Das ist erst der Anfang eines theologischen Streits und Jesus-Krimis wie ihn die Welt lange nicht gesehen hat. Denn nicht nur die angeführten schrecklichen Jesus-Zitate beruhen auf falschen Übersetzungen oder auf Fälschungen, sondern etwa jedes zweite Jesus-Wort im Neuen Testament.
Das hat der 2009 gestorbene Theologe Günther Schwarz in 20 Büchern und 150 wissenschaftlichen Aufsätzen akribisch nachgewiesen. Dieser große Jesus-Freund hat überzeugend den Ur-Jesus entdeckt, indem er mehr als 40 Jahre täglich Aramäisch lernte. Erst auf der Basis seiner Arbeit habe ich die beiden Jesus-Bücher „Was Jesus wirklich gesagt hat – Eine Auferstehung“ und „Die 100 wichtigsten Worte Jesu“ schreiben können.

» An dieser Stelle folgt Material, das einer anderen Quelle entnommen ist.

PR #171, opened 2024-02-01
feat(`alloy-genesis`): pk support

Evalir:
## Motivation

missing pk support.

## Solution

Adds missing private key support to alloy genesis, see https://github.com/foundry-rs/foundry/pull/6970#pullrequestreview-1856796777.

## PR Checklist

- [ ] Added Tests
- [ ] Added Documentation
- [ ] Breaking changes

### DIFF
--- a/crates/genesis/Cargo.toml
+++ b/crates/genesis/Cargo.toml
@@ -14,6 +14,8 @@ exclude.workspace = true
 [dependencies]
 alloy-primitives.workspace = true
 alloy-rpc-types.workspace = true
+alloy-signer.workspace = true
+k256.workspace = true
 
 # serde
 serde.workspace = true
--- a/crates/genesis/Cargo.toml
+++ b/crates/genesis/Cargo.toml
@@ -14,8 +14,6 @@ exclude.workspace = true
 [dependencies]
 alloy-primitives.workspace = true
 alloy-rpc-types.workspace = true
-alloy-signer.workspace = true
-k256.workspace = true
 
 # serde
 serde.workspace = true
--- a/crates/genesis/src/lib.rs
+++ b/crates/genesis/src/lib.rs
@@ -27,7 +27,7 @@ use serde::{Deserialize, Serialize};
 use std::collections::HashMap;
 
 /// The genesis block specification.
-#[derive(Clone, Debug, Default, Serialize, Deserialize, PartialEq)]
+#[derive(Clone, Debug, Default, Serialize, Deserialize, PartialEq, Eq)]
 #[serde(rename_all = "camelCase", default)]
 pub struct Genesis {
     /// The fork configuration for this network.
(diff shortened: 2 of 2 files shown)


crates/genesis/Cargo.toml
```diff
@@ -14,6 +14,8 @@ exclude.workspace = true
 [dependencies]
 alloy-primitives.workspace = true
 alloy-rpc-types.workspace = true
+alloy-signer.workspace = true
+k256.workspace = true
```
DaniPopes, line 18: we should re-export this from alloy-signer actually

crates/genesis/src/lib.rs
```diff
@@ -217,6 +224,55 @@ pub struct GenesisAccount {
...
     )]
     pub storage: Option<HashMap<B256, B256>>,
+    /// The account's private key.
+    #[serde(
+        rename = "secretKey",
+        default,
+        skip_serializing_if = "Option::is_none",
+        with = "secret_key"
+    )]
+    pub private_key: Option<LocalWallet>,
```
DaniPopes, line 234: Can we just do B256?

mattsse, line 234: this should mention that this is only for testing

DaniPopes (changes requested):

crates/genesis/src/lib.rs
```diff
@@ -217,6 +224,55 @@ pub struct GenesisAccount {
...
+}
+
+/// serde support for `secretKey` in genesis
+pub mod secret_key {
+    use alloy_primitives::Bytes;
+    use alloy_signer::LocalWallet;
+    use k256::{ecdsa::SigningKey, SecretKey};
```
mattsse, line 241: this should not be required here,
the LocalWallet type should have all the necessary functions, if not we should add

mattsse (changes requested):

crates/genesis/src/lib.rs
Evalir: yeah would prefer that actually, much easier to simplify. wdyt @mattsse

mattsse: @Evalir I'd actually prefer just B256 as well.

point in my review still stands, we should have functions on LocalWallet that take care of that

crates/genesis/Cargo.toml
Evalir: k256 u mean right?

crates/genesis/src/lib.rs
DaniPopes: Not a great idea to serialize pk by default as raw bytes

mattsse (approved):
lgtm, lets add an issue for the b256 -> LocalWallet and LocalWallet -> B256 calls?

PR #212, opened 2024-02-14
Add debug trace call

DoTheBestToGetTheBest:
added debug_traceCall method as part of the TempProvider trait

### DIFF
--- a/crates/providers/src/builder.rs
+++ b/crates/providers/src/builder.rs
@@ -1,7 +1,9 @@
-use crate::{NetworkRpcClient, Provider};
+use crate::{provider::TempProvider, NetworkRpcClient, Provider};
 use alloy_network::Network;
 use alloy_rpc_client::RpcClient;
-use alloy_transport::Transport;
+use alloy_rpc_trace_types::geth::{GethDebugTracingCallOptions, GethTrace};
+use alloy_rpc_types::{request::TransactionRequest, BlockId};
+use alloy_transport::{Transport, TransportResult};
 use std::marker::PhantomData;
 
 /// A layering abstraction in the vein of [`tower::Layer`]
@@ -115,6 +117,45 @@ impl<L, N, T> ProviderBuilder<L, N, T> {
         N: Network,
     {
         self.layer.layer(provider)
+    }
+}
+
+/// Builder for constructing a debug trace call request.
+#[derive(Clone)]
+pub struct DebugTraceCallBuilder {
+    pub req: Option<TransactionRequest>,
+    pub block: Option<BlockId>,
+    pub trace_options: Option<GethDebugTracingCallOptions>,
+}
+
+impl DebugTraceCallBuilder {
+    /// Creates a new `DebugTraceCallBuilder`.
+    pub fn new() -> Self {
+        DebugTraceCallBuilder { req: None, block: None, trace_options: None }
+    }
+
+    /// Sets the transaction request for the builder.
+    pub fn request(mut self, req: TransactionRequest) -> Self {
+        self.req = Some(req);
+        self
+    }
+
+    /// Sets the block ID for the builder.
+    pub fn block(mut self, block: BlockId) -> Self {
+        self.block = Some(block);
+        self
+    }
+
+    /// Sets the tracing options for the builder.
+    pub fn trace_options(mut self, options: GethDebugTracingCallOptions) -> Self {
+        self.trace_options = Some(options);
+        self
+    }
+
+    /// Executes the debug trace call using the provided provider.
+    /// Panics if required fields (req and trace_options) are not set.
+    pub async fn execute<T: TempProvider>(&self, provider: &T) -> TransportResult<GethTrace> {
+        provider.debug_trace_call(self.clone()).await
     }
 }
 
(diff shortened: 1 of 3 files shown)


crates/providers/src/provider.rs
```diff
@@ -184,6 +184,13 @@ pub trait TempProvider: Send + Sync {
         keys: Vec<StorageKey>,
         block: Option<BlockId>,
     ) -> TransportResult<EIP1186AccountProofResponse>;
+    /// Inspect and debug transaction
+    async fn debug_trace_call(
+        &self,
+        req: TransactionRequest,
+        block: Option<BlockId>,
+        trace_options: GethDebugTracingCallOptions,
```
mattsse, line 192: this should be encapsulated in a helper, builder style struct, which would make calling this a bit easier

mattsse (changes requested):

crates/providers/src/provider.rs
DoTheBestToGetTheBest: > this should be encapsulated in a helper, builder style struct, which would make calling this a bit easier

interesting, so i should not follow how it is implemented in ethers-rs ?

 https://github.com/gakonst/ethers-rs/blob/6136ddeb7227df1ffaf792a7518d7e3a580eb573/ethers-providers/src/middleware.rs#L746

mattsse: I'm fine with this but it would be more convenient to a builder-style request object for this

DoTheBestToGetTheBest: > I'm fine with this but it would be more convenient to a builder-style request object for this

based, i work on builder pattern for this then ! thanks

DoTheBestToGetTheBest: > I'm fine with this but it would be more convenient to a builder-style request object for this

made changes

crates/providers/src/builder.rs
```diff
@@ -118,6 +120,45 @@ impl<L, N, T> ProviderBuilder<L, N, T> {
     }
 }
 
+/// Builder for constructing a debug trace call request.
+#[derive(Clone)]
+pub struct DebugTraceCallBuilder {
+    pub req: Option<TransactionRequest>,
+    pub block: Option<BlockId>,
+    pub trace_options: Option<GethDebugTracingCallOptions>,
```
mattsse, line 128: this option is redundant

crates/providers/src/builder.rs
```diff
@@ -118,6 +120,45 @@ impl<L, N, T> ProviderBuilder<L, N, T> {
     }
 }
 
+/// Builder for constructing a debug trace call request.
+#[derive(Clone)]
+pub struct DebugTraceCallBuilder {
+    pub req: Option<TransactionRequest>,
```
mattsse, line 126: I think this option is also redundant

crates/providers/src/builder.rs
```diff
@@ -118,6 +120,45 @@ impl<L, N, T> ProviderBuilder<L, N, T> {
...
+    pub block: Option<BlockId>,
+    pub trace_options: Option<GethDebugTracingCallOptions>,
+}
+
+impl DebugTraceCallBuilder {
+    /// Creates a new `DebugTraceCallBuilder`.
+    pub fn new() -> Self {
+        DebugTraceCallBuilder { req: None, block: None, trace_options: None }
+    }
```
mattsse, line 135: can be removed, because there's already default

crates/providers/src/builder.rs
```diff
@@ -118,6 +120,45 @@ impl<L, N, T> ProviderBuilder<L, N, T> {
...
+    pub fn trace_options(mut self, options: GethDebugTracingCallOptions) -> Self {
+        self.trace_options = Some(options);
+        self
+    }
+
+    /// Executes the debug trace call using the provided provider.
+    /// Panics if required fields (req and trace_options) are not set.
+    pub async fn execute<T: TempProvider>(&self, provider: &T) -> TransportResult<GethTrace> {
+        provider.debug_trace_call(self.clone()).await
+    }
```
mattsse, line 159: we don't want this here, this should stay in tmpprovider

crates/providers/src/builder.rs
```diff
@@ -118,6 +120,45 @@ impl<L, N, T> ProviderBuilder<L, N, T> {
...
+    pub fn request(mut self, req: TransactionRequest) -> Self {
+        self.req = Some(req);
+        self
+    }
+
+    /// Sets the block ID for the builder.
+    pub fn block(mut self, block: BlockId) -> Self {
+        self.block = Some(block);
+        self
+    }
```
mattsse, line 147: this should be impl Into<BlockId>

crates/providers/src/builder.rs
mattsse, line 1: this does not belong here, this is more like a rpc helper type

mattsse (changes requested):

crates/providers/src/builder.rs
DoTheBestToGetTheBest: > this does not belong here, this is more like a rpc helper type

hmm we dont have a  crate  helper type for rpc, what can i do instead ?

mattsse: I think we want to move this to the rpc types crate

PR #213, opened 2024-02-14
chore(`provider`): make `BlockId` opt on get_storage_at

Evalir:
## Motivation

This should be optional and default to latest.

## Solution

Make it optional.

## PR Checklist

- [ ] Added Tests
- [ ] Added Documentation
- [ ] Breaking changes

### DIFF
--- a/crates/providers/src/provider.rs
+++ b/crates/providers/src/provider.rs
@@ -99,7 +99,7 @@ pub trait TempProvider: Send + Sync {
     ) -> TransportResult<StorageValue>;
 
     /// Gets the bytecode located at the corresponding [Address].
-    async fn get_code_at(&self, address: Address, tag: BlockId) -> TransportResult<Bytes>;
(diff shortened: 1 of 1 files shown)


crates/providers/src/provider.rs
```diff
@@ -673,13 +673,7 @@ mod tests {
...
         let addr = alloy_primitives::Address::with_last_byte(16);
         provider.set_code(addr, "0xbeef").await.unwrap();
-        let _code = provider
-            .get_code_at(
-                addr,
-                crate::provider::BlockId::Number(alloy_rpc_types::BlockNumberOrTag::Latest),
-            )
-            .await
-            .unwrap();
+        let _code = provider.get_code_at(addr, None).await.unwrap();
```
DaniPopes, line 676: can we add an assertion on the returned code here?

DaniPopes (approved):

PR #214, opened 2024-02-14
chore(`rpc-types`): add FromStr impl for BlockId

Evalir:
## Motivation

This was missing, and there were no tests for block id.

## Solution

Adds a `FromStr` impl for `BlockId` and some tests.

## PR Checklist

- [ ] Added Tests
- [ ] Added Documentation
- [ ] Breaking changes

### DIFF
--- a/crates/rpc-types/src/eth/block.rs
+++ b/crates/rpc-types/src/eth/block.rs
@@ -740,31 +740,32 @@ impl<'de> Deserialize<'de> for BlockId {
 
 /// Error thrown when parsing a [BlockId] from a string.
 #[derive(Debug, thiserror::Error)]
-#[error("failed to parse {input:?} as a number: {parse_int_error} or hash: {hex_error}")]
-pub struct ParseBlockIdError {
-    input: String,
-    parse_int_error: ParseIntError,
-    hex_error: alloy_primitives::hex::FromHexError,
+pub enum ParseBlockIdError {
+    /// Failed to parse a block id from a number.
+    #[error(transparent)]
+    ParseIntError(#[from] ParseIntError),
+    /// Failed to parse a block id as a hex string.
+    #[error(transparent)]
+    FromHexError(#[from] alloy_primitives::hex::FromHexError),
 }
 
 impl FromStr for BlockId {
     type Err = ParseBlockIdError;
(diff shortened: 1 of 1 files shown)


crates/rpc-types/src/eth/block.rs
```diff
@@ -738,6 +738,30 @@ impl<'de> Deserialize<'de> for BlockId {
...
+    type Err = ParseBlockIdError;
+    fn from_str(s: &str) -> Result<Self, Self::Err> {
+        match u64::from_str(s) {
+            Ok(val) => Ok(BlockId::Number(BlockNumberOrTag::Number(val))),
+            Err(parse_int_error) => match B256::from_str(s) {
+                Ok(val) => Ok(BlockId::Hash(val.into())),
+                Err(hex_error) => {
+                    Err(ParseBlockIdError { input: s.to_string(), parse_int_error, hex_error })
+                }
+            },
```
mattsse, line 760: am I just missing it or does this not cover the tags? only hash and number

mattsse (changes requested):

crates/rpc-types/src/eth/block.rs
Evalir: yeah this is how ethers handles it—we can cover the tags too.

crates/rpc-types/src/eth/block.rs
```diff
@@ -738,6 +738,37 @@ impl<'de> Deserialize<'de> for BlockId {
...
+impl FromStr for BlockId {
+    type Err = ParseBlockIdError;
+    fn from_str(s: &str) -> Result<Self, Self::Err> {
+        match s {
+            "latest" => Ok(BlockId::Number(BlockNumberOrTag::Latest)),
+            "finalized" => Ok(BlockId::Number(BlockNumberOrTag::Finalized)),
+            "safe" => Ok(BlockId::Number(BlockNumberOrTag::Safe)),
+            "earliest" => Ok(BlockId::Number(BlockNumberOrTag::Earliest)),
+            "pending" => Ok(BlockId::Number(BlockNumberOrTag::Pending)),
+            _ => match u64::from_str(s) {
```
DaniPopes, line 759: can be simplified to `"0x... "=> u64, _ => B256`

DaniPopes (approved):

PR #219, opened 2024-02-17
Move total_difficulty to Header

rodrigoherrerai:
Related to: [#6571](https://github.com/paradigmxyz/reth/issues/6571#issuecomment-1949224821) 

The total_difficulty value goes in the Header type in Geth. 

To keep compatibility in certain RPC requests (getHeaderByHash, getHeaderByNumber) we need to move the total_difficulty to the header instead of the block.


mattsse (approved):

mattsse:
moved to #220 because I can't push to your main branch

PR #221, opened 2024-02-18
suppport legacy implementation in CallBuilder

DoTheBestToGetTheBest:
implemented the `legacy` method in `CallBuilder` to allow switching from EIP-1559 tx to legacy tx

### DIFF
--- a/crates/contract/src/call.rs
+++ b/crates/contract/src/call.rs
@@ -271,8 +271,9 @@ impl<P: TempProvider, D: CallDecoder> CallBuilder<P, D> {
     }
 
     /// Uses a Legacy transaction instead of an EIP-1559 one to execute the call
-    pub fn legacy(self) -> Self {
-        todo!()
+    pub fn to(mut self, to: Option<Address>) -> Self {
+        self.request = self.request.to(to);
+        self
     }
 
     /// Sets the `gas` field in the transaction to the provided value
--- a/crates/contract/src/call.rs
+++ b/crates/contract/src/call.rs
@@ -271,8 +271,9 @@ impl<P: TempProvider, D: CallDecoder> CallBuilder<P, D> {
     }
 
     /// Uses a Legacy transaction instead of an EIP-1559 one to execute the call
-    pub fn to(mut self, to: Option<Address>) -> Self {
-        self.request = self.request.to(to);
+    pub fn legacy(mut self) -> Self {
+        self.request = self.request.max_fee_per_gas(U256::ZERO);
+        self.request = self.request.max_priority_fee_per_gas(U256::ZERO);
         self
     }
 


crates/contract/src/call.rs
```diff
@@ -271,8 +271,10 @@ impl<P: TempProvider, D: CallDecoder> CallBuilder<P, D> {
     }
 
     /// Uses a Legacy transaction instead of an EIP-1559 one to execute the call
-    pub fn legacy(self) -> Self {
-        todo!()
+    pub fn legacy(mut self) -> Self {
+        self.request = self.request.max_fee_per_gas(U256::ZERO);
+        self.request = self.request.max_priority_fee_per_gas(U256::ZERO);
```
mattsse, line 276: these should be set to None instead
this also needs to remove any blob fields

mattsse (changes requested):

crates/contract/src/call.rs
DoTheBestToGetTheBest: > these should be set to None instead this also needs to remove any blob fields

thanks!

crates/contract/src/call.rs
```diff
@@ -271,8 +271,13 @@ impl<P: TempProvider, D: CallDecoder> CallBuilder<P, D> {
     }
 
     /// Uses a Legacy transaction instead of an EIP-1559 one to execute the call
-    pub fn legacy(self) -> Self {
-        todo!()
+    pub fn legacy(mut self) -> Self {
+        self.request.max_fee_per_blob_gas = None;
```
onbjerg, line 275: unfortunately this does not add support for legacy transactions, `gas_price` still only sets EIP-1559 gas fields

onbjerg (changes requested):

crates/contract/src/call.rs
onbjerg: sorry - maybe I wasn't precise. the field `gas_price` is for legacy transactions, but the *method* `gas_price` only sets the fields `max_fee_per_gas` and `max_priority_fee_per_gas`. if the tx is a legacy tx *only* the `gas_price` field should be set, in all other cases `max_fee_per_gas` and `max_priority_fee_per_gas` should be set.

currently, if i do `tx.gas_price(..)` it sets the fields `max_fee_per_gas` and `max_priority_fee_per_gas`. the *field* `gas_price` is not set. if the tx is a legacy transaction, it should be. if it is not a legacy transaction, instead the `max_fee_*` fields should be set.

DoTheBestToGetTheBest: > sorry - maybe I wasn't precise. the field `gas_price` is for legacy transactions, but the _method_ `gas_price` only sets the fields `max_fee_per_gas` and `max_priority_fee_per_gas`. if the tx is a legacy tx _only_ the `gas_price` field should be set, in all other cases `max_fee_per_gas` and `max_priority_fee_per_gas` should be set.
> 
> currently, if i do `tx.gas_price(..)` it sets the fields `max_fee_per_gas` and `max_priority_fee_per_gas`. the _field_ `gas_price` is not set. if the tx is a legacy transaction, it should be. if it is not a legacy transaction, instead the `max_fee_*` fields should be set.

thank you so much for this explain! Does this changes looks better to you ?

crates/contract/src/call.rs
```diff
@@ -282,21 +281,20 @@ impl<P: TempProvider, D: CallDecoder> CallBuilder<P, D> {
         self
     }
 
-    /// Sets the `gas` field in the transaction to the provided value
-    pub fn gas(mut self, gas: U256) -> Self {
-        self.request = self.request.gas_limit(gas);
-        self
-    }
```
onbjerg: this should not be removed

crates/contract/src/call.rs
```diff
@@ -282,21 +281,20 @@ impl<P: TempProvider, D: CallDecoder> CallBuilder<P, D> {
...
-        self.request = self.request.max_fee_per_gas(gas_price);
-        self.request = self.request.max_priority_fee_per_gas(gas_price);
+        match self.request.max_fee_per_gas {
+            None => self.request.gas_price = Some(gas_price),
+
+            Some(_) => {
+                self.request.max_fee_per_gas = Some(gas_price);
+                self.request.max_priority_fee_per_gas = Some(gas_price);
+            }
+        }
```
onbjerg, line 301: with this change, we will never be able to set the EIP-1559 gas prices with this function, since `max_fee_per_gas` always starts out as `None`

onbjerg (changes requested):

crates/contract/src/call.rs
DoTheBestToGetTheBest: > ld not be removed

thanks for review; but actually it's not removed

crates/contract/src/call.rs
DoTheBestToGetTheBest: > with this change, we will never be able to set the EIP-1559 gas prices with this function, since `max_fee_per_gas` always starts out as `None`

thanks for your review, it should be max_fee_per_gas && max_priority_fee_per_gas ?

or i'm totally out of the context ?

onbjerg: I'm not sure I follow, can you try to rephrase it?

PR #227, opened 2024-02-21
feat: Add parent beacon block root into `ExecutionPayloadEnvelopeV3`

clabby:
## Overview

Adds the `parentBeaconBlockRoot` field to the `ExecutionPayloadEnvelopeV3`, required in the `Ecotone` hardfork. 

Reference: https://github.com/ethereum-optimism/op-geth/blob/70103aa6866c3d965f1f71154958cd9c1a7beb5b/beacon/engine/types.go#L102-L103


crates/rpc-engine-types/src/payload.rs
```diff
@@ -117,6 +117,9 @@ pub struct ExecutionPayloadEnvelopeV3 {
     /// Introduced in V3, this represents a suggestion from the execution layer if the payload
     /// should be used instead of an externally provided one.
     pub should_override_builder: bool,
+    /// Optimism-specific - Ecotone parent beacon block root
+    #[serde(skip_serializing_if = "Option::is_none")]
```
DaniPopes, line 121:
```suggestion
    #[serde(default, skip_serializing_if = "Option::is_none")]
```

DaniPopes (changes requested):

DaniPopes (approved):

Evalir (approved):

crates/rpc-engine-types/src/payload.rs
```diff
@@ -117,6 +117,9 @@ pub struct ExecutionPayloadEnvelopeV3 {
     /// Introduced in V3, this represents a suggestion from the execution layer if the payload
     /// should be used instead of an externally provided one.
     pub should_override_builder: bool,
+    /// Optimism-specific - Ecotone parent beacon block root
+    #[serde(default, skip_serializing_if = "Option::is_none")]
+    pub parent_beacon_block_root: Option<B256>,
```
mattsse, line 122: I'm fine with that for now, if you create a new reth issue for better rpc execution payload customization

cc @rjected

mattsse (approved):

mattsse:
@clabby to update reth

please bump pinned alloy commit in paradigm/emv-inspectors first, then bump both on reth

crates/rpc-engine-types/src/payload.rs
gakonst: is this fixed with the customized engine types in node builder?

mattsse: not yet https://github.com/paradigmxyz/reth/pull/6871

PR #228, opened 2024-02-22
 refactor: rename "blob_gas_price" to "blob_base_fee"

AbnerZheng:
## Motivation
According to https://github.com/paradigmxyz/reth/issues/6330, `blob_gas_price` should renamed to `blob_base_fee`. 

## Solution
A minor update.

## PR Checklist

- [ ] Added Tests
- [ ] Added Documentation
- [ ] Breaking changes


AbnerZheng:
@mattsse PTAL

mattsse (commented):
thanks, I need think about this a bit because

https://github.com/ethereum/go-ethereum/blob/b590cae89232299d54aac8aada88c66d00c5b34c/internal/ethapi/api.go#L1722-L1722

prestwich:
@mattsse is this still being considered?

mattsse:
the spec is blobGasPrice, which is in line with other `*Price` fields of the receipt, so we can close this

Zum Weihnachtsfest 2017 habe ich den Wunsch an beide großen christlichen Kirchen, den aramäischen Jesus zu suchen und dabei die Vorarbeiten von Günther Schwarz zugrunde zu legen. Dann kommt die Kirche Jesu wieder in seine Spur und Nachfolge und dann ist endlich auch Ökumene möglich. Gut, dass der mutige Papst Franziskus schon mal den Anstoß gab, den Ur-Jesus zu entdecken.